Number of lines with the string "added" in the entries below: report it, and nothing besides.

(Records for processing)

PR #1188, opened 2020-04-14
Remove google fonts by serving them locally

### LINKED ISSUE #847: Remove Google surveillance

pheki:
This is #848 +
- Apache2 license added to the fonts directory with link in the .css file (edit: I changed the link to the license in the apache site)
- All scripts (charsets) added to the fonts and they're also updated (used https://google-webfonts-helper.herokuapp.com/fonts/)
- Other minor improvements

Fixes #847 

I may also remove the .woff variants as the only current browser that doesn't support it is IE, which would anyway fallback to sans-serif.

I propose that we first fix this long standing issue and then add an option to make these fonts optional for those that use custom themes, for example.

@ehuss can you give me your thoughts?

Thanks!


ehuss:
Thanks for picking this up!

Just a few small things, and I think I'd be happy merging this:

* I think Source Code Pro needs a copy of the OFL license (at least the terms seem to indicate it needs to be included when bundled).
* I'd be happy to drop the `woff` fonts. AFAIK, the older browsers which just use default fonts instead, right? 
* I think there should be a mechanism to skip copying the fonts to the output directory if you are not using them.  I think I personally would prefer, if `fonts.css` is overridden, to skip copying the fonts. I think that would be nice, as it would avoid extra configuration needed, and if you are overriding `fonts.css`, you're probably specifying your own fonts anyways. I'm not sure how difficult that will be to detect, though.
* The documentation needs to be updated. I think [`theme/README.md`](https://github.com/rust-lang/mdBook/blob/master/book-example/src/format/theme/README.md) would be a good place to indicate that fonts can be overridden, and what the implications are.

pheki:
Hey!

First of all, I didn't want the .woff files to end up in the git history (as they sum ~ 500 kB) and the commits were very confusing, so I just force pushed a single simpler commit with the authors of both #848 and #1189 as co-authors.

Addressing your points:

- OFL license added 👍 
- Yes, older browsers will fallback to system fonts, up to the last font specified in general.css). In the case of Open Sans any sans-serif font will be used and in the case of Source Code Pro any monospace font will be used (with [a lot of fallbacks](https://github.com/rust-lang/mdBook/blob/e8d4bc52e176bfe32c3e52bc6c3db21afa6b2b31/src/theme/css/general.css#L24) apparently)
- I've actually implemented skipping copying fonts when fonts.css is overridden, but found it pretty clunky. For example, creating a theme with `mdbook init --theme` (which generates the default theme) would stop fonts from being copied. I've kept that implementation at [another branch](https://github.com/pheki/mdBook/tree/remove-google-surveillance-theme). The implementation in this PR actually adds fonts.css to `/fonts` and not to the theme, preventing it and all fonts from being copied with a new option: `no-copy-fonts`. I'd like it better for the option to be `copy-fonts` but then I'd have we'd have to provide `impl Default for HtmlConfig` instead of [deriving](https://github.com/pheki/mdBook/blob/81a7de4cdce20b08a5d87a827f4ddb2642210359/src/config.rs#L436) and I'm not sure about your opinion on this.
- Docs for the configuration file updated.

What do you think?

lzutao:
> I didn't want the .woff files to end up in the git history

How about using `build.rs` to download fonts at build time?

ehuss:
Ah, good catch!  I think I would prefer to avoid the `no-` prefix. I think it would be fine to have a manual Default impl.

ehuss:
> How about using `build.rs` to download fonts at build time?

I would prefer not to have a network dependency like that.

pheki:
> Ah, good catch! I think I would prefer to avoid the `no-` prefix. I think it would be fine to have a manual Default impl.

Great! In the next few days I'll fix this.

pheki:
Done! I also forgot to copy the fonts' licenses themselves to the output directory, which is now fixed 😅 .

(End Records for processing)

- Solution to the problem:
3